Task - An identical copy of all the entries is the required result.
----- Supplied records -----
PR #797, opened 2020-02-17
VIITE-1862 create calculated nodepoints with node and project change

peltsi212:


peltsi212:
Jenkins test is ok.

.gitignore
-----
Task result -
PR #797, opened 2020-02-17
VIITE-1862 create calculated nodepoints with node and project change

peltsi212:


peltsi212:
Jenkins test is ok.

.gitignore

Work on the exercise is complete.